This is one of two Mazda facilities in and around Hiroshima. It occupies an entire peninsula of land. They built their own bridge spanning to an ajoining peninsula, and as mentioned elsewhere they have their own container port and power plant. The factory has it’s own college, countless private roads, five fire stations and lots and lots of neatly pruned hedges. The scale of the factory is impressive. It’s clearly very well managed. Our tour runs to the minute (even though we misunderstand the rules re photography and have to get driven back to reception to get our camera gear). It feels like a private kingdom. This is big business.

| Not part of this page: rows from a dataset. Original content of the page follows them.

PR #1598, opened 2025-08-12
Update strings.psd1 (for Finnish language)

labradmin:
DialogMessageNoProcesses, the text has Install and Repair in English instead of Finnish. Changed "Install" to "Asenna" and "Repair" to "Korjaa" (Since the buttons say this anyway).


sintaxasn (approved):
Thanks for the commit! :)

PR #101, opened 2015-06-09
PTFM-15319 return true on JBOR dxlink

kislyuk:
@ptn24 please review

### DIFF
--- a/src/python/dxpy/bindings/dxdataobject_functions.py
+++ b/src/python/dxpy/bindings/dxdataobject_functions.py
@@ -63,7 +63,17 @@ def is_dxlink(x):
     Returns whether *x* appears to be a DNAnexus link (is a dict with
     key ``"$dnanexus_link"``) with a referenced data object.
     '''
-    return isinstance(x, dict) and '$dnanexus_link' in x and (isinstance(x['$dnanexus_link'], basestring) or isinstance(x['$dnanexus_link'], dict) and 'id' in x['$dnanexus_link'])
+    if not isinstance(x, dict):
+        return False
+    if '$dnanexus_link' not in x:
+        return False
+    link = x['$dnanexus_link']
+    if isinstance(link, basestring):
+        return True
+    elif isinstance(link, dict):
+        return ('id' in link or 'job' in link)
+    else:
+        return False
 
 def get_dxlink_ids(link):
     '''
--- a/src/python/dxpy/bindings/dxdataobject_functions.py
+++ b/src/python/dxpy/bindings/dxdataobject_functions.py
@@ -63,7 +63,9 @@ def is_dxlink(x):
     Returns whether *x* appears to be a DNAnexus link (is a dict with
     key ``"$dnanexus_link"``) with a referenced data object.
     '''
-    if not isinstance(x, dict) or '$dnanexus_link' not in x:
+    if not isinstance(x, dict):
+        return False
+    if '$dnanexus_link' not in x:
         return False
     link = x['$dnanexus_link']
     if isinstance(link, basestring):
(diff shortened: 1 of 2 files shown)


src/python/dxpy/bindings/dxdataobject_functions.py
```diff
@@ -63,7 +63,17 @@ def is_dxlink(x):
     Returns whether *x* appears to be a DNAnexus link (is a dict with
     key ``"$dnanexus_link"``) with a referenced data object.
     '''
-    return isinstance(x, dict) and '$dnanexus_link' in x and (isinstance(x['$dnanexus_link'], basestring) or isinstance(x['$dnanexus_link'], dict) and 'id' in x['$dnanexus_link'])
+    if not isinstance(x, dict):
+        return False
+    if '$dnanexus_link' not in x:
```
ptn24: Let's combine this with the check in L66.

src/python/dxpy/bindings/dxdataobject_functions.py
```diff
@@ -63,7 +63,17 @@ def is_dxlink(x):
...
+        return False
+    link = x['$dnanexus_link']
+    if isinstance(link, basestring):
+        return True
```
ptn24: This looks like it changes the original logic more so than simply saying that 'job' can also be in the `$dnanexus_link`. Is that intentional?

src/python/dxpy/bindings/dxdataobject_functions.py
kislyuk: Combined.

src/python/dxpy/bindings/dxdataobject_functions.py
kislyuk: The reason I unwrapped the conditionals here and above is that the line was far too long and hard to read (including relying on multiple operator precedence rules without parentheses), and dereferenced the dictionary key multiple times. The logic remains the same.

mckinsel: The assumption that a dxlink will have a key 'id' may be embedded elsewhere in the code. For example, will this change break `_guess_link_target_type`?

ptn24: As we discussed, the logic is indeed changed. Please verify the appropriate logic.

src/python/dxpy/bindings/dxdataobject_functions.py
kislyuk: On second thought, I've reverted that change. Let's keep these clauses separate to avoid any possible confusion from the predicate ordering (leading `not` or the need to use parentheses for grouping).

src/python/dxpy/bindings/dxdataobject_functions.py
kislyuk: @ptn24, I looked over this clause again and tested it with a bunch of inputs, and can confirm that it's logically equivalent. What was the input that you thought was not equivalent?

I've added tests to confirm this.

kislyuk: @mckinsel, this doesn't break _guess_link_target_type, because that function already craps out with an exception when an unexpected link format is encountered. It will continue to throw an exception in the same manner for JBORs.

ptn24: I apologize for the mistake; it is indeed logically equivalent. Thank you :)

ptn24:
LGTM.

kislyuk:
Thanks, merged in f7744271cbcfa3be6a5cc9f890eb986828bf041c

PR #102, opened 2015-06-09
Adding several configuration options which should prevent uploads from getting stuck

evanworley:
@jmdale @asimenos Please review and let me know if there is any reason we shouldn't push this out to prod right now.


jmdale:
LGTM

Seems pretty safe to me.

evanworley:
Thanks @jmdale , merging it in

The more I look at them the more I see. The detailing of the designs is exquisite. The shut lines are perfect and emphasise the sculptural flowing quality of the panels. The glazing is spectacular with large expanses of dark glass formed to curve in three directions at once. The cars are inscribed in places with grooves that successfully suggest speed even when stationary. The metallic paint is luminous. The wheels suggest rotors. External illumination is camouflaged behind opaque body parts, or forms part of the flow graphics such as the Taiki’s LED headlamp ribbons or the Nagare’s claw/sunburst rear lights. It all looks incredibly expensive to produce.
The general proportions of the Nagare and Taiki standout most of all. These two have a particular rightness in form and proportion. The new Nagare surface language is rich and fluently spoken here. It is unlike anything else currently out there. Explicitly referencing Japanese forms and undoubtedly futuristic, but not so strange as to alienate. These designs
make one thing of universally understood sensations and concepts such as Speed and the feel of the wind across your skin.

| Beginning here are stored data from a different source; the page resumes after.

PR #105, opened 2015-08-07
Added script to slice zipped VCF

johnwallace123:
I've added a script to slice a VCF that users of DNANexus may find useful.  Below is my git commit, which explains the usage of the script, its advantages and limitations.  You are free to use the code with any license you see fit.  While the code works for our needs, it may need modification to suit the needs of a generic DNANexus customer; please feel free to make any modifications you deem necessary.

Thanks!

Adding a script to slice a block gzipped VCF file given the VCF file and
its tabix index.  Both the tabix index and the VCF file may be given as:
- a file name
- a URL
- a DXFile ID (note that project-<>:file-<> doesn't seem to work)

Also needed is a list of intervals which can be either a file, as above
or a comma separated list of intervals in the form chrom:start-stop.
These intervals are CLOSED, 1-based intervals.

The script will write the file to a provided filename (mandatory!), but
it can append to an existing file, and it also has an option to prevent
writing the last "empty" bgzip block signifying end of file.
Additionally, printing of the header is optional as well.

The script will decompress only the part of the VCF file needed to
determine variant inclusion in a file, so is particularly well-suited to
downloading entire chromosomes at a time.  On the other hand, this
script will perform very poorly when downloading a large number of small
regions (<1,000nt) very close together (<16,000nt separation).

Note that this script differs from tabix in that it does NOT look for an
END= tag in the INFO field to determine overlapping.  Additionally, it
does not look at the size of the REF allele to determine if the position
should be retrieved.  A variant is retrieved IF AND ONLY IF the reported
POS is contained in a target region.

### DIFF
--- a/src/python/dxpy/cli/vcf_slicer.py
+++ b/src/python/dxpy/cli/vcf_slicer.py
@@ -1,0 +1,879 @@
+#!/usr/bin/env python
+
+import sys
+import dxpy
+import argparse
+import zlib
+import urllib
+import cStringIO
+import struct
+import gzip
+import bisect
+from collections import deque
+
+_bgzf_magic = b"\x1f\x8b\x08\x04"
+_bgzf_header = b"\x1f\x8b\x08\x04\x00\x00\x00\x00\x00\xff\x06\x00\x42\x43\x02\x00"
+_bgzf_eof = b"\x1f\x8b\x08\x04\x00\x00\x00\x00\x00\xff\x06\x00BC\x02\x00\x1b\x00\x03\x00\x00\x00\x00\x00\x00\x00\x00\x00"
+_bytes_BC = b"BC"
+
+
+def convert_vfp(vfp):
+	'''
+	convert the virtual file pointer into a tuple of 
+	(block offset, within block offset)
+	'''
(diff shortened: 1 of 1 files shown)


kislyuk:
Hi John,

Thank you for submitting this, and apologies for the delay in our response. We very much appreciate your contribution. With that said, we currently treat dx-toolkit as a repository for general purpose SDK tools for interfacing with the DNAnexus API, and we have not established a policy for genomics-specific external contributions like this. While we work on establishing this policy internally, we are sadly unable to accept this script here as is, both because there isn't yet a "contrib" directory where we would want such scripts to go, and also because there isn't a contributor licensing/IP assignment policy worked out.

In the meantime, I suggest that you create a public repo of your own and put this script there. From there you can bundle it into DNAnexus apps, by copy or by reference (via git execDepends), and share it with other users. We also do have a community contributions page on the DNAnexus Wiki (https://wiki.dnanexus.com/Community/Home) that you can edit to add this resource there. @asimenos can also provide further tips for sharing these resources.

Thanks again for your contribution, and sorry we can't accept it at this time.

The supporting display gives the top line on the Nagare rational and the story for each model. Photography accompanying the words emphasises the crafting of the designs. The copy is full of hybrid Japanese and western characters. There’s something interesting going on here and as we suspected the language barrier is actually quite weak if the typography is set well.Mazda does not shout as loudly as it could about he brilliance of it’s back catalogue. Some of the cars obviously ape N. American and European designs, but even these have an exoticism that is attractive… similar but different. The big sports cars and coupes are especially attractive designs.

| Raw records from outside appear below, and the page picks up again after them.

PR #106, opened 2015-08-20
PTFM-14569 fixing dx help new workflow issue

godotgildor:
Previously when adding a subparser it got the name of the subparser from the last item in the

_choices_actions list from the subparsers_action.  However, if a subparser does not have a help
field, like new gtable, then it won't have an entry in the subparsers_action._choices_actions
list.  Instead, it will grab the name of the previous subparser that contained a help field,
which in this case is dx new workflow.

The earliest Mazda I recognise seems to have been born with the 80s N.American market in mind.Other exhibits about the design, and basic manufacture of vehicles could be applied to almost any car manufacturer. Along the way there are innovations that are not headlined as boldly as they could be. The reintroduction of suicide doors on the RX-8, the development of paint that can have a second coat applied even when wet… It becomes clear that Mazda is a genuinely inventive company and has been so for years.
The rotary engine section is a useful example showing how a technology originally conceived in the west (Germany) has been perfected in the east…. We see an early Mazda interpretation of the Wankel rotary engine and the subsequent generations of enhancement conducted by Mazda, going as far as the prototype Hydrogen Renesis. The basic rotary design can be easily altered for hydrogen fuel. Most of the parts are the same as the petrol version.
Thoughts
Nagare is the real deal. It's amazing, world beating. The real thing. Mazda is a genuinely innovative car manufacturer. There are loads of great stories (both historic and current) that prove this commitment to innovation. Mazda could make more of this.